**THE TASK**
Set down the line that contains "OAK-12327: PropertyValueImpl with" and every line after it to the end of the entries, exactly as they stand and nothing more.

----------------

PR #3054, opened 2026-07-23
OAK-12327: PropertyValueImpl with type restriction lost when "is not null"

jsedding:
- support property type information for "is not null" and "is null" constraints
- unit tests

### DIFF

----------------

**WRITTEN RESPONSE**
OAK-12327: PropertyValueImpl with type restriction lost when "is not null"

jsedding:
- support property type information for "is not null" and "is null" constraints
- unit tests

### DIFF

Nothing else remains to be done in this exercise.